Beat the divorce statistics before you walk down the aisle.
The institution of marriage has long been idealized in the United States, especially when compared to other developed nations in the world. Here, getting married for the first time is a huge milestone in most people’s lives. Little girls dream about it. Mothers and fathers insist on it. The gay community lobbies for it. It is the norm within our society.
However, 40 to 50 percent of first-time marriages in the United States end in divorce. Clearly, most couples aren’t thinking about divorce when they are planning their wedding. But, given this statistic, they should.
Divorce can be psychologically devastating. It can destroy your self-esteem. It can cripple you, financially. It can negatively impact the well-being of your children. Choosing the right partner when it comes to marriage is the key to decreasing this statistic.
Overall, fewer people would get married, but those marriages would have a far better chance of success.
In order to have a happy marriage, here are 7 things you need to know before taking the plunge:
1. The wedding is not the goal.
The goal is to create a fulfilling, sustainable marriage. The wedding is just the exciting beginning of (what is meant to be) a lifelong partnership based on shared values and goals. Given the time, effort and money that goes into a wedding these days, it’s no surprise that it feels like a major accomplishment. And it is.
However, the REAL accomplishment is in fulfilling your vows on a daily basis: “To have and to hold from this day forward, for better or for worse, for richer, for poorer, in sickness and in health, to love and to cherish; from this day forward until death do us part.”
I know, I know. Making the wedding the goal is SO much easier. It is more immediate and you get to check the box afterward on your list of things to do before the age of 35. If you don’t shift your perspective on what is most important, though, your odds of celebrating your 50th wedding anniversary are cut in half.

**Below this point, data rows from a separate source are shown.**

PR #820, opened 2023-01-18
Fix cache on getBalance

### LINKED ISSUE #815: Fix cache on getBalance
### Description

Currently if we try to getBalance on account which does not exist, it will be cached as 0. With the changes from HIP-583, this will be a problem, because if we try to getBalance on non existing account, transfer HBAR and then check again, the balance will always be 0( not always but for some time). This might be a problem for metamask for example, because when we create new account with it, metamask will automatically try to get it's balance and will lock it at 0.

### Steps to reproduce

1. Get balance on nonexisting account
2. Create the account
3. Get balance again

### Additional context

_No response_

### Hedera network

other

### Version

latest

### Operating system

None

natanasow:

**Description**:
Remove cache on getBalance, when account doesn't exist, because after HIP 583 we can create accounts via metamask, which asks for balance, before creation and can get stuck on 0.

**Related issue(s)**:

Fixes #815

**Notes for reviewer**:

**Checklist**

### DIFF
--- a/packages/relay/src/lib/eth.ts
+++ b/packages/relay/src/lib/eth.ts
@@ -603,12 +603,6 @@ export class EthImpl implements Eth {
       }
     }
 
-    // Cache is only set for `not found` balances
-    const cachedLabel = `getBalance.${account}.${blockNumberOrTag}`;
-    const cachedResponse: string | undefined = this.cache.get(cachedLabel);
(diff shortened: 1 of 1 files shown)


georgi-l95 (approved):
LG

Nana-EC (approved):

2. Invest more in the honeymoon than the wedding.
There is a huge emphasis on weddings in our society. Weddings have become a major industry in their own right with the average wedding coming in around $30,000. And they typically take at least a year to plan. Family and friends are all involved in making this the celebration of your life. And there is huge emotional investment in a wedding.
Everyone involved wants it to be just “perfect”. There is no such thing as perfect though. Social expectations around what a wedding “should be” often become more important than what it really is — a celebration of two people’s love and commitment to one another.
In many ways, weddings are now more for the guests than the two people getting married. While having a celebration is important, the real celebration of the relationship occurs
during the honeymoon as you begin to fulfill your vows of love, honor, and respect. It is these first steps that set the stage for the rest of your married life.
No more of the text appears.